Поэтому, случайные наружные признаки явлений, как нашей жизни вообще, так и нашего искусства, кажутся евреям существенными. А когда эти признаки они кладут в основу своего художественного творчества, то оно и приобретает извращенный, чуждый и несимпатичный характер. А еврейские музыкальные произведения оказывают на нас такое влияние, какое мы получили бы от стихотворений Гёте в переводе на еврейский жаргон.
И подобно тому, как в еврейском жаргоне перемешаны слова и конструкции с удивительным отсутствием выразительности, так и в творчестве еврейского композитора сплетены разнообразные формы и особенности стиля всех времён и всех композиторов, и в их тесном ряду, в пестрейшем хаосе мы найдём отзвуки всех школ.
Понятно, что в этих произведениях вся задача сводится не к содержанию и не к предмету, о котором стоило бы говорить, но исключительно к самому способу выражения.
Чем же может быть приятна такая болтовня, если не тем только, что в каждый новый момент она вызывает новое раздражение внимания сменой бессодержательных выражений?
Но истинное вдохновение, истинная страсть, когда проявляется во вне, сама находит своё выражение.
Еврей же, как мы уже говорили, не имеет истинной страсти, той именно, которая побудила бы его сама по себе к художественному творчеству. А где нет этой страсти, там нет и спокойствия. Истинное, благородное спокойствие есть ничто иное, как страсть, успокоенная отречением (Resignation). Где спокойствие не предшествовало страсти, там только косность. Противоположное же этой косности есть то колючее беспокойство, которое мы улавливаем в еврейских произведениях с начала до самого конца их, кроме тех случаев, где оно уступает место бездушной и бесчувственной косности.
Иллюстрируя всё вышесказанное, мы остановимся на произведениях одного еврейского композитора, который природой был одарён таким специфическим талантом, каким немногие обладали до него. Всё, что мы видели при исследовании нашей антипатии ко всему еврейскому, все противоречия этого существа, вся его неспособность приобщиться к нашей жизни и искусству, вне которых евреи обречены жить, даже несмотря на стремление к созидательной работе — всё усиливается до полного трагического конфликта в характере, жизни и творчестве рано умершего Феликса Мендельсона-Бартольди. Он доказал нам, что еврей может иметь богатейший специфический талант, может иметь утончённое и всестороннее образование, доведённое до совершенства, тончайшее чувство чести, и всё-таки, несмотря на все эти преимущества, он не в состоянии произвести на нас того захватывающего душу и сердце впечатления, которого мы ожидаем от искусства, которое мы всегда испытывали, лишь только кто-нибудь из представителей нашего искусства обращался к нам, чтобы говорить с нами.

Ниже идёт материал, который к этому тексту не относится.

PR #96, opened 2016-06-23
Fix: squid:S2259, Null pointers should not be dereferenced

elkfrawy-df:
squid:S2259 - Null pointers should not be dereferenced
https://dev.eclipse.org/sonar/rules/show/squid:S2259

Ayman Elkfrawy.

### DIFF
--- a/plot/src/main/java/smile/swing/table/FontCellRenderer.java
+++ b/plot/src/main/java/smile/swing/table/FontCellRenderer.java
@@ -15,9 +15,8 @@
  *******************************************************************************/
 package smile.swing.table;
 
-import java.awt.Font;
-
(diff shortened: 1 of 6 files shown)


plot/src/main/java/smile/swing/table/FontCellRenderer.java
```diff
@@ -15,9 +15,8 @@
  *******************************************************************************/
 package smile.swing.table;
 
-import java.awt.Font;
-
 import javax.swing.table.DefaultTableCellRenderer;
+import java.awt.*;
```
haifengl: Can you change back to original way?

import java.awt.Font;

Пусть специальным критикам, которые, может быть, пришли к подобному же выводу, будет предоставлена возможность подробно разъяснить это несомненное свойство мендельсоновских произведений, мы же полагаем для себя достаточным наше общее впечатление от его произведений. В самом деле, мы могли чувствовать себя увлечёнными каким-либо произведением этого композитора только тогда, когда для нашей фантазии, обыкновенно любящей развлечения, соединения и сплетения тончайших, весьма гладких и искусственных музыкальных конфигураций, как в переменчивых световых эффектах калейдоскопа, давались такие развлечения. Но мы ничего не испытывали, когда музыкальные образы Мендельсона должны были служить возбуждению более глубоких и сильных чувств человеческого сердца (4).
И сам Мендельсон чувствует те пределы, за которыми для него прекращается уже творческая, производительная способность.
Там, где ему, как в ораториуме, нужно подняться до драмы, Мендельсон не может избегнуть необходимости прибегнуть к такой форме выражения, которая уже служила композитору, выбранному им для образца, как определённо индивидуальный признак.
При этом следует принять во внимание, что композитор взял себе за образец музыкальный стиль нашего старого мастера — Баха, формами которого он пользовался взамен собственного, неспособного к выразительности, языка.
Музыкальный стиль Баха образовался в том периоде нашей истории музыки, когда всеобщий музыкальный язык ещё только стремился к тому, чтобы сделаться более индивидуальным. Но в творчестве Баха настолько ещё была жива музыкальная старина, строго формальная и педантичная, что человеческое, индивидуальное, только прорывалось у Баха, благодаря громадной силе его гения.